**Data shown**
PR #14660, opened 2022-10-31
tests: TestRunner.NewCluster accepts options

clarkfw:
As mentioned in https://github.com/etcd-io/etcd/pull/14632#pullrequestreview-1158400017 @serathius, `TestRunner.NewCluster` method now accepts options.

**Assignment**
Find "tests: TestRunner.NewCluster accepts options" in the data above, then repeat that line and all lines after it exactly, ending with the final line.

**Problem solution**
tests: TestRunner.NewCluster accepts options

clarkfw:
As mentioned in https://github.com/etcd-io/etcd/pull/14632#pullrequestreview-1158400017 @serathius, `TestRunner.NewCluster` method now accepts options.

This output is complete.